We now evaluate calibration for the Cox model: first of all, we
determine summaries of variables for effect and plotting ranges, values
to adjust to, and overall ranges for the dataset Melanom, since this is
required in order to use the R functions developed in the rms
library. In this example, the boostrap resampling of the original
dataset is used to evaluate calibration.
options(datadist='dd')
dd <-datadist(melanom)
dd
## no status days ulc thick sex
## Low:effect 222.0000 1 1525.0000 1 97.0000 1
## Adjust to 469.0000 2 2005.0000 1 194.0000 1
## High:effect 731.0000 3 3042.0000 2 356.0000 2
## Low:prediction 11.0000 1 294.2195 1 32.0000 1
## High:prediction 943.0488 3 4119.2439 2 838.7805 2
## Low 2.0000 1 10.0000 1 10.0000 1
## High 992.0000 3 5565.0000 2 1742.0000 2
##
## Values:
##
## status : 1 2 3
## ulc : 1 2
## sex : 1 2
Then, we re-estimate the Cox model by adding some options useful to fix the time horizon to evaluate calibration, in this case fixed at 2000 days:
mod.cov2 <- cph(Surv(days,status==1)~sex+log(thick)+ulc, data=melanom,x=TRUE , y=TRUE,surv=TRUE,time.inc=2000)
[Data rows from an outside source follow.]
PR #2152, opened 2025-08-07
fix: complete From<AirPrivateInputSerializable> implementation

Galoretka:
Add missing field handling for range_check96, add_mod, and mul_mod in the 
From<AirPrivateInputSerializable> implementation to prevent data loss during 
conversion between serializable and internal formats.

- Added range_check96 field processing
- Added add_mod field processing (wrapped in vector as per to_serializable logic)
- Added mul_mod field processing (wrapped in vector as per to_serializable logic)


gabrielbosio:
Hi, @Galoretka, it seems the linter job and some test jobs are failing, Could you please fix them?
Also, you have to add an entry in the changelog.

gabrielbosio:
Hi, @Galoretka, there are some jobs that are failing, could you please fix them?

gabrielbosio:
Closing due to inactivity. It can be reopened later if work needs to be resumed.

Finally, we use the function calibrate by comparing predicted probabilities from the Cox model with the observed ones estimated by the Kaplan-Meier:
calkm <- calibrate(mod.cov2, u=2000, m=40, cmethod= 'KM', B=200)
## Using Cox survival estimates at 2000 Days
calkm
## calibrate.cph(fit = mod.cov2, cmethod = "KM", u = 2000, m = 40,
## B = 200)
##
##
## n=205 B=200 u=2000 Day
##
## index.orig training test mean.optimism mean.corrected n
## [1,] 0.01505666 0.017600887 0.028737147 -0.011136260 0.026192916 195
## [2,] 0.01466150 0.007914552 -0.008432073 0.016346625 -0.001685122 200
## [3,] 0.01195721 0.011739626 0.004060550 0.007679076 0.004278131 200
## [4,] -0.01622951 0.005080958 -0.011494079 0.016575037 -0.032804547 200
## [5,] 0.01160306 0.001673813 0.003804451 -0.002130638 0.013733696 200
## mean.predicted KM KM.corrected std.err
## [1,] 0.4394888 0.4545455 0.4656817 0.17797217
## [2,] 0.6603385 0.6750000 0.6586534 0.10971343
## [3,] 0.8233362 0.8352934 0.8276144 0.07384917
## [4,] 0.8978469 0.8816174 0.8650424 0.06477229
## [5,] 0.9396165 0.9512195 0.9533502 0.03536639
plot(calkm, cex.lab=0.7)
Another more general approach to estimating calibration curves for
survival models is to use the flexible adaptive hazard regression
approach (not covered here). For survival models, “predicted” means
predicted survival probability at a single time point, and “observed”
refers to the corresponding Kaplan-Meier survival estimate. The number
of intervals of predicted survival probabilities in which subjects are
ranked depend on the parameter m that correspond to the average
number of subjects in each group evaluated at u-time.
As an internal validation tool, the bootstrap is used to de-bias the
estimates to correct for overfitting, allowing estimation of the
likely future calibration performance of the fitted model.